SeraphinaSeraphina stepped forward, her golden eyes overflowing with tears. She wiped her face, struggling to steady her voice, which quivered with sorrow and a desperate urge to be understood. ot lying," she said. "I've watched him these past months. He's been broken by what he did. He barely sleeps. Barely eats. He just... watches. Waits. Hopes."
"And you?" I looked at her. "What's your excuse?"
She flinched. "I didn't know. Not at first. I thought Father was just cruel. After my mother died, they said he found someone new. I thought he didn't care about my mother and me, so I hated you. Then I confronted father, and he told me everything, and I realised that I was wrong." She met my eyes. "But after you emerged, after I saw what you were becoming, I started watching. Started understanding."
"And?"
"And I'm ashamed." Tears slipped down her cheeks. "Ashamed of how I treated Liana, of what I allowed. Ashamed, I didn't fight, didn't act as soon as I could. I can't change the past or erase her pain. But I want to be part of what comes next." The ghost stirred, a flicker of warmth. Not forgiveness, not yet. But a crack in the wall.
The door stood at the side of the hall. She looked older than Liana remembered, with gray streaks in her dark hair, lines on her face, and sadness in her silver eyes. But it was her. There was no doubt.
"Elena." The Duke's voice was a whisper, "You're-"

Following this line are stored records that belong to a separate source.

PR #538, opened 2015-08-14
Build duktape cleanup

dorileo:
## Rationale

This series does:
   - remove the submodule initialization from build system;
   - avoid failing if duktape is not present - we simply disable it;
   - add a mechanism to provide DUKTAPE_SRC variable so we can do external duktape clones and use it from there - this is a distro building requirement, namely clear linux;

Besides the feature set of changes the series also brings a patch to fix an -gen.h installation bug;

### DIFF
--- a/README.md
+++ b/README.md
@@ -17,6 +17,9 @@ targets.
 
  * [General Information](#general-information)
  * [Building from Source](#building-from-source)
+   * [Submodules](#submodules)
+       * [Duktape](#duktape)
+   * [Building](#building)
  * [Debug](#debug)
  * [Libraries](#libraries)
   * [Common](#common)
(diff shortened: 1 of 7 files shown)


barbieri:
overall the patches are okay per se, but I really dislike the huge special treatment to handle the duktape case.

Particularly considering its usage at this moment -- none as the JS support is too barebones and nobody is actually working on it. No timers, no XmHttpRequest, no time bounded execution (then it can block the main loop).

I guess I'll work into making FBP understand external modules and we add duktape as a separate module generated by a separate project, similar to SML that provides Soletta modules from outside. Then in that project we include duktape and do the mess all in there.

dorileo:
v2 coming...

She crossed the room slowly, her eyes fixed on me, on Liana's face, on the ghost she couldn't see but somehow felt.
I gasp. "You're alive."
"Yes, I'm alive."
"How? I watched them drag you away."
"Yes, it was Morwen doing. She arranged everything, and my execution. Kept me prisoner for years, and I finally escaped. I've been watching you from afar. Waiting. Hoping."
"You knew?" I asked.
"I knew everything." She stopped before me, close enough to touch. "I knew about the plan. About the sacrifice. About what Valerius did." Tears streamed down her face. "I hated him for it. For years, I hated him, and I hated myself too. Until I realized—"
"Until I realized Liana wasn't gone. She was here, in you, fighting, loving, becoming." She reached up and touched my face. "My daughter lives. Not the way I wanted. Not the way anyone wanted. But she lives. And she's happy."
The ghost in my chest blazed with love.
Mommy.
Elena gasped. "Liana? I can feel her—"
I'm here, Mommy. I'm always here.
"Always," Elena whispered. They held each other, Elena and the daughter she couldn't see but could still feel. The ghost wrapped around her, warm, bright, and alive.
The rest of us watched in silence.
Kael's hand found mine. Pip pressed against my leg. Even Seraphina moved closer, her golden eyes wet with tears.
When it was over, Elena turned to the Duke.
"You did a terrible thing," she said. "You sacrificed our daughter for a plan. For a hope. For a chance."
"I know."
"But it worked." She looked at me. At the ghost. The family gathered around us. "She's alive. She's loved. She's fighting for something good."
"I know."
"I don't forgive you." Her voice was firm. "Not yet. Maybe not ever. But I understand."
The Duke nodded, unable to find the right words. That night, we gathered in the great hall, not as enemies, but as something uncertain and fragile. Maybe, with time, we could become a family.
The Duke sat apart, watching, his eyes filled with a longing he didn't dare express. Seraphina sat near me, close enough to talk but not so close as to presume. Elena held Pip on her lap, telling her stories about Liana as a child.
And Kael sat beside me, his hand in mine, his presence steady and warm.
"You okay?" he asked quietly.
"No." I squeezed his hand. "But I think I will be. Eventually."
"That's all any of us can hope for." I looked at this strange, broken, but beautiful family. These people were once my enemies, but now they were something more. For the first time since that shack, the ghost in my chest felt warm and at peace.
"Maybe," I said. "Maybe that's enough."